[Collected data]

PR #886, opened 2022-12-21
Retain information when replacing documents

allbecauseyoutoldmeso:
### Description of change

- Update API so that when applicant submits a replacement document the `tags` and `numbers` attributes are copied over from the old document.
- Update logic when assessor submits edit documents form so that if they have uploaded a new file the existing document record is archived with the old file, and a new document record is created with the new file 😅 
- Tidy up the edit document form a bit.

### Story Link

https://trello.com/c/Nek3QKHF/1287-archive-document-when-user-upload-a-replacement-file

### DIFF
--- a/app/models/replacement_document_validation_request.rb
+++ b/app/models/replacement_document_validation_request.rb
@@ -30,6 +30,19 @@ class ReplacementDocumentValidationRequest < ApplicationRecord
     raise ResetDocumentInvalidationError, e.message
   end
 
+  def replace_document!(file:, reason:)
+    transaction do
+      self.new_document = planning_application.documents.create!(
+        file: file,
+        tags: old_document.tags,
+        numbers: old_document.numbers
+      )
+
+      close!
+      old_document.update!(archive_reason: reason, archived_at: Time.zone.now)
+    end
+  end
+
   private
 
   def audit_api_comment
--- a/spec/models/document_spec.rb
+++ b/spec/models/document_spec.rb
@@ -274,4 +274,119 @@ RSpec.describe Document do
       end
     end
   end
+
+  describe "#update_or_replace" do
+    let(:planning_application) { create(:planning_application, :not_started) }
+
+    let(:file_path1) do
+      Rails.root.join("spec/fixtures/images/proposed-floorplan.png")
+    end
+
+    let(:file_path2) do
+      Rails.root.join("spec/fixtures/images/proposed-roofplan.png")
+    end
+
+    let(:file1) { Rack::Test::UploadedFile.new(file_path1, "image/png") }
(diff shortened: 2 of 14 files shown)


spec/models/document_spec.rb
```diff
@@ -274,4 +274,119 @@
...
+    let(:document) do
+      create(
+        :document,
+        file: file1,
+        planning_application: planning_application,
+        numbers: "DOC123"
+      )
+    end
+
+    context "when there is no 'file' attribute" do
```
notapatch, line 301: This is just a general question about contexts and nothing to do with this PR.

In general, contexts cover the set of data so they are often paired... so in this case you have "when there is **no** 'file' attribute" and when there is a 'file' attribute??

It's just that I've been thinking about some of the contexts I've seen in other PRs.

app/models/replacement_document_validation_request.rb
```diff
@@ -30,6 +30,19 @@ def reset_document_invalidation
...
 
+  def replace_document!(file:, reason:)
+    transaction do
+      self.new_document = planning_application.documents.create!(
+        file: file,
+        tags: old_document.tags,
+        numbers: old_document.numbers
+      )
+
+      close!
```
notapatch, line 41: What are we closing? Is it the new_document so we can change the old_document .... ?? confused

notapatch (approved):
Merry Xmas, Santa got you an approval. Virtual presents are all the rage.

app/models/replacement_document_validation_request.rb
allbecauseyoutoldmeso: The request!

spec/models/document_spec.rb
allbecauseyoutoldmeso: Hmm. I've been vaguely wondering whether Unboxed should have a 'handbook' with style guides etc. This is definitely the sort of thing that should be considered in it!

I think the way I set up contexts is probably a bit haphazard. More `context: "I needed a slightly different data set up"` than anything else 😅

notapatch: I know my test style is different from the rest of the team so I am trying to make sense of the team style.

I don't think there's anything wrong with what you've done here. But, when I tried to imitate the style it seems to be the tail wagging the dog, I need variation in the test setup so I need another context but I don't have any good reasoning for it. The only way around this is to increase the nesting which isn't idea either.

Anyway thanks.

app/models/replacement_document_validation_request.rb
notapatch: Just as well I asked. So the request is for the new document ... you've replace the old document, you close the request and then you update the new document with info. 👍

AIM OF THE TASK
How many of the lines above include the string "join"? Give only the number.

SOLVED EXERCISE
2